Saffron and Sage’s first chapter is ten pages, though it’s more of a pre-opening-credits scene (and contains a jarring jump cut), so maybe that’s not fair. Saffron’s second chapter is slower and does more setup, and is closer to 15-20 pages.

But, to pick a famous example, in Amazing Fantasy #15, Peter Parker’s Aunt May and Uncle Ben, love of science, romantic woes, school bully, and weird desire for vengeance (?) were all established on page 2. By page 10 he’d been bitten by a radioactive spider, developed super-powers, invented web slingers, become a pro wrestler, made his Spider-man outfit, let a robber get away, discovered the death of his uncle Ben, and chased down the burgler. By page 11 he’d discovered the identity of the burgler and learned with great power etc. And this includes a recap (!) halfway through the story.

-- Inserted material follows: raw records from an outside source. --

PR #181, opened 2020-04-27
Use query escaping for event ID fields in URLs

neilalexander:
Because room version 3 event IDs aren't URL-safe, we need to use query escaping rather than path escaping to stop `+`, `:` and friends from creeping in and mangling the URLs.

### DIFF
--- a/federationclient.go
+++ b/federationclient.go
@@ -96,8 +96,8 @@ func (ac *FederationClient) MakeJoin(
 		versionQueryString = "?" + strings.Join(vqs, "&")
 	}
 	path := federationPathPrefixV1 + "/make_join/" +
-		url.PathEscape(roomID) + "/" +
-		url.PathEscape(userID) + versionQueryString
+		url.QueryEscape(roomID) + "/" +
+		url.QueryEscape(userID) + versionQueryString
 	req := NewFederationRequest("GET", s, path)
 	err = ac.doRequest(ctx, req, &res)
 	return
@@ -112,7 +112,7 @@ func (ac *FederationClient) SendJoin(
 ) (res RespSendJoin, err error) {
 	res.RespState.roomVersion = roomVersion
 	path := federationPathPrefixV2 + "/send_join/" +
-		url.PathEscape(event.RoomID()) + "/" +
+		url.QueryEscape(event.RoomID()) + "/" +
 		url.QueryEscape(event.EventID())
 	req := NewFederationRequest("PUT", s, path)
 	if err = req.SetContent(event); err != nil {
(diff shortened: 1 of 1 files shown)


Kegsay:
I thought the whole point of `PathEscape` was to escape things like `/`?

Kegsay:
>  PathEscape escapes the string so it can be safely placed inside a URL path segment, replacing special characters (including /) with %XX sequences as needed.

neilalexander:
Indeed you're right that it's not the `/`, but apparently `:` and `+` → https://play.golang.org/p/jrOj8hElZoV

Using this commit, the dendrite test passes, so I guess it is unhappy with those naked characters.

Kegsay:
We need to be doing whatever makes Synapse happy too though, as if Synapse doesn't decode them the same way this won't work. What does Synapse do for this?

Kegsay:
I'd like to figure this out a bit more first, since I believe `PathEscape` works just fine, meaning there must be something else at play here.

neilalexander:
In response to what Synapse does, it also query-encodes the event ID:
```
Apr 28 08:49:28 photon-machine docker-compose[725]: synapse_1   | 2020-04-28 08:49:28,248 - synapse.federation.transport.client - 314 - DEBUG - POST-62041 - Invoked 'send_invite_v2' with args: self=<synapse.federation.transport.client.TransportLaye..., destination=matrix.org, room_id=!omICAzeOwDPIYDwtuO:synapse.neilalexander.dev, event_id=$igkK3rETJY+Bvxet/ZaNTCgowzQeeDK5HFV2AsM7q40, content={'event': {'auth_events': ['$RJ52XBm27HsNVX1iaWnMo...
Apr 28 08:49:28 photon-machine docker-compose[725]: synapse_1   | 2020-04-28 08:49:28,249 - synapse.http.matrixfederationclient - 408 - INFO - POST-62041 - {PUT-O-10708} [matrix.org] Sending request: PUT matrix://matrix.org/_matrix/federation/v2/invite/%21omICAzeOwDPIYDwtuO%3Asynapse.neilalexander.dev/%24igkK3rETJY%2BBvxet%2FZaNTCgowzQeeDK5HFV2AsM7q40; timeout 60.000000s
```

neilalexander:
OK, so according to [RFC1738](https://www.ietf.org/rfc/rfc1738.txt), the following characters are reserved:
```
reserved       = ";" | "/" | "?" | ":" | "@" | "&" | "="
```
It states:
```
Many URL schemes reserve certain characters for a special meaning:
their appearance in the scheme-specific part of the URL has a
designated semantics. If the character corresponding to an octet is
reserved in a scheme, the octet must be encoded.  The characters ";",
"/", "?", ":", "@", "=" and "&" are the characters which may be
reserved for special meaning within a scheme. No other characters may
be reserved within a scheme.

Usually a URL has the same interpretation when an octet is
represented by a character and when it encoded. However, this is not
true for reserved characters: encoding a character reserved for a
particular scheme may change the semantics of a URL.

Thus, only alphanumerics, the special characters "$-_.+!*'(),", and
reserved characters used for their reserved purposes may be used
unencoded within a URL.
```
So the answer is that we actually should always be query-encoding room IDs since they always contain a `:`, and we should always be query-encoding event IDs as they always contain `:` in room versions 1 and 2, and can potentially contain `=` and `/` in room version 3.

neilalexander:
Interestingly there's nothing in the spec that I can see that mentions it, either in the CS API, SS API or the appendices. I'll update this PR though so that we also query-encode room IDs throughout for compliance.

Now, granted, not every comic needs to have Golden Age-era pacing

(Though we could all stand to have more characters holding giant photographs for visual flair)

But 71 pages is a lot. It’s the first four chapters of Gunnerkrigg Court, and long enough for Sleepless Domain to have its big twist.

And while there’s no point where I was reading your comic that I was waiting for something to happen, there are little speed bumps all over the place. Like, the first three panels here. What do they actually add to the comic? Pen wants Mildew to do something and she’s not into it? Panels 4-5 establish that perfectly well.

Oh okay, I didn’t get that. 

Like, the first page is a bunch of establishing spots, so you’re intentionally sacrificing storytelling efficiency to set a mood; that’s fine.

But there’s a lot of redundant panels, like this first one here, that tells us nothing we don’t already know (note also that we’re told she “doesn’t live too far away” here, but then are told AGAIN that she’s only fifteen minutes away). It’s realistic for people to be redundant when having an argument, but characters doing it hurts your pacing.

I don’t want to do a full panel-by-panel audit of your comic, but I’d like you to take a look at your script for chapter 2, and ask yourself how much you need all of this, or if there’s a way to tell the plot points more efficiently, which lets you make the chapter shorter and/or use the extra time for more character beats. See if you can’t cut five pages down into four.

One thing I did that helped a lot with this is writing down all the things that would happen on a page before writing the page itself. Often, I’d hit my “plot quota” halfway through the page, and could work another plot item in as well. This got me a lot better at getting my page count down, since I knew where I was going before I started writing. Give it a try!

And, again, don’t read this long essay as me ragging on your comic. It does a lot good, and it could be a really great comic if you could get the pacing under control.